LISTED RECORDS.
○ ○ ○ ○ ○ ○ ○

PR #788, opened 2019-10-14
Don't crash on unresolved assembly

mrvoorhe:
We have tests that use nunit, which leads to System.Windows.Forms being processed which leads to an attempt at resolving some type that is in `WindowsBase`.  I don't think it matters that we failed to resolve these types here.  Just ignore and continue.

### DIFF
--- a/src/linker/Linker.Steps/SweepStep.cs
+++ b/src/linker/Linker.Steps/SweepStep.cs
@@ -281,7 +281,14 @@ namespace Mono.Linker.Steps {
 				if (tr.IsWindowsRuntimeProjection)
 					continue;
 
-				var td = tr.Resolve ();
+				TypeDefinition td;
+				try {
+					td = tr.Resolve ();
+				} catch (AssemblyResolutionException) {
+					// Don't crash on unresolved assembly
+					continue;
+				}
+
 				// at this stage reference might include things that can't be resolved
 				// and if it is (resolved) it needs to be kept only if marked (#16213)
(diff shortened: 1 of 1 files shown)


sbomer:
We already have a flag `--skip-unresolved` that is supposed to make the linker tolerate resolution failures. Do you know why this case is different? Does Resolve actually throw an exception?

mrvoorhe:
This code wasn't covered by that option.  I thought about adding an if to support that option here, but this seemed like a slightly different case and I'm not sure if there would ever be a point in wanting a throw?  I don't care either way.  I can leave that change as is, or add in a `if (Context.Resolver.IgnoreUnresolved) throw;` inside the catch block.

sbomer:
If `IgnoreUnresolved` is false, do we hit the same resolution failure in MarkStep, or does it only ever show up in SweepStep? If it shows up in MarkStep, then it seems like a resolution attempt that should be covered by `IgnoreUnresolved`, and I'd prefer to make the behavior consistent with MarkStep by throwing a `ResolutionException` if `IgnoreUnresolved` is false. If it doesn't show up in MarkStep, I'm curious how we get past MarkStep and only hit it in SweepStep. If you prefer to leave it as-is I'm fine with that too since it's a different case like you said - I'm mostly interested in understanding how we get here.

marek-safar:
This logic is correct, the exception is equal to unmarked type in this case so it's fine to skip/ignore.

○ ○ ○ ○ ○ ○ ○

WHAT YOU HAVE TO DO. Copy out every line in the entries above that holds "Steps".

RESPONSE AREA.
--- a/src/linker/Linker.Steps/SweepStep.cs
+++ b/src/linker/Linker.Steps/SweepStep.cs
@@ -281,7 +281,14 @@ namespace Mono.Linker.Steps {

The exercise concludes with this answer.